Unshuffling graph 2 with 10 seeds¶
Next, we will run SGM with 10 seeds randomly selected from the optimal permutation vector found ealier. Although 10 seeds is only about 4% of the 300 node graph, we will observe below how much more accurate the matching will be compared to having no seeds.
[22]:
seeds1 = np.sort(random.sample(list(range(n_verts)),10))
seeds1 = seeds1.astype(int)
seeds2 = np.array(node_unshuffle_input[seeds1])
partial_match = np.column_stack((seeds1, seeds2))
_, perm_inds, _, _ = graph_match(A1, A2_shuffle, partial_match=partial_match, rng=rng)
A2_unshuffle = A2_shuffle[perm_inds][:, perm_inds]
fig, axs = plt.subplots(1, 3, figsize=(10, 5))
heatmap(A1, ax=axs[0], cbar=False, title="Graph 1")

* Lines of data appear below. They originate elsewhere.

PR #267, opened 2024-01-17
install: Add `--copy-etc`

cgwalters:
This allows injection of arbitrary config files from an external source into the target root.

This is pretty low tech...I'd really like to also support structured, cleanly "day 2" updatable configmaps, etc.

But there is simply no getting away from the generally wanting the ability to inject arbitrary machine-local external state today. It's the lowest common denominitator that applies across many use cases.

We're agnostic to *how* the data is provided; that could be fetched from cloud instance metadata, the hypervisor, a USB stick, config state provided for bootc-image-builder, etc.

Just one technical implementation point, we do handle SELinux labeling here in a consistent way at least.


cgwalters:
(OK yeah, need to wean this project off of FCOS for testing...gets into the messy topic of what other framework)

lib/src/install.rs
```diff
@@ -1058,6 +1093,63 @@ async fn prepare_install(
...
+                let mut db = DirBuilder::new();
+                db.mode(meta.mode());
+                let label = Labeler::new(sepolicy, path, meta.mode())?;
+                dest.create_dir_with(&path, &db)
+                    .with_context(|| format!("Creating {path:?}"))?;
+                drop(label);
+            }
+            r += copy_unmanaged_etc(sepolicy, src, dest, path)?;
+        } else {
+            dest.remove_file_optional(&path)?;
```
cgwalters, line 1132: Or, like Ignition should we default to failing when there is an extant file there?  That gets annoying though because suddenly one needs an extra override flag for when it's truly necessary.

cgwalters:
That said...hmm.  Maybe even without a registry, we should really still track this filesystem state in a somewhat more rigorous way by keeping each individual provided path as an extra hidden layer (ostree commit/ref), something like `bootc-<staterootname>-etc-<name>` or so.  Or more ideally in the future creating local composefs.  The more I think about this the more I like it because it means that we can at least always factory reset - and we can even remove things individually.

And now that we effectively have 3 sources for `/etc` content:

- upstream OS
- initial provisioning state
- current state

We can diff all three of these.  How exactly we make this visible gets tricky...and does still beg the question of supporting more useful metadata for them, and remote fetches.

cgwalters:
One technical difference here I am seeing vs systemd confext is that we definitely need to support configuring systemd units via this mechanism.

cgwalters:
FWIW, I rebased this and cleaned it up a bit.  I'm still not totally sure about it though.

PR #268, opened 2024-01-17
lsm: Deduplicate and comment a bit of the install_t code

cgwalters:
Just a followup to previous changes.


ondrejbudai (approved):
Thanks!

PR #269, opened 2024-01-17
Two systemd unit fixes

cgwalters:
build: Install systemd units by default

I was being too chicken; there's no reason not to install our
systemd units by default.  They're not enabled by default,
but we do want to encourage their use.

---

Fix manpage for service

We need `-s` for the pandoc invocation to render this right.

---


vrothberg (approved):
LGTM

PR #270, opened 2024-01-18
contrib/packaging: Updates for manpages and systemd unit

cgwalters:
The COPR build is failing due to this.
While we're here, also switch to autochangelog/autorelease.

Personally I think spec files upstream makes little sense, but COPR wants it.  Also for the files section,
it is tempting to copy/paste https://src.fedoraproject.org/rpms/rpm-ostree/blob/rawhide/f/rpm-ostree.spec#_191 here too.


vrothberg (approved):
LGTM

heatmap(A2_unshuffle, ax=axs[1], cbar=False, title="Graph 2 unshuffled")
heatmap(A1 - A2_unshuffle, ax=axs[2], cbar=False, title="Diff (G1 - G2 unshuffled)")
match_ratio = (perm_inds == node_unshuffle_input).mean()
print("Match Ratio with 10 seeds: ", match_ratio)
Match Ratio with 10 seeds: 1.0
From the results above, we see that when running SGM on the same two graphs, with no seeds there is match ratio is quite low. However including 10 seeds increases the match ratio to 100% (meaning that the shuffled graph 2 was completely correctly unshuffled).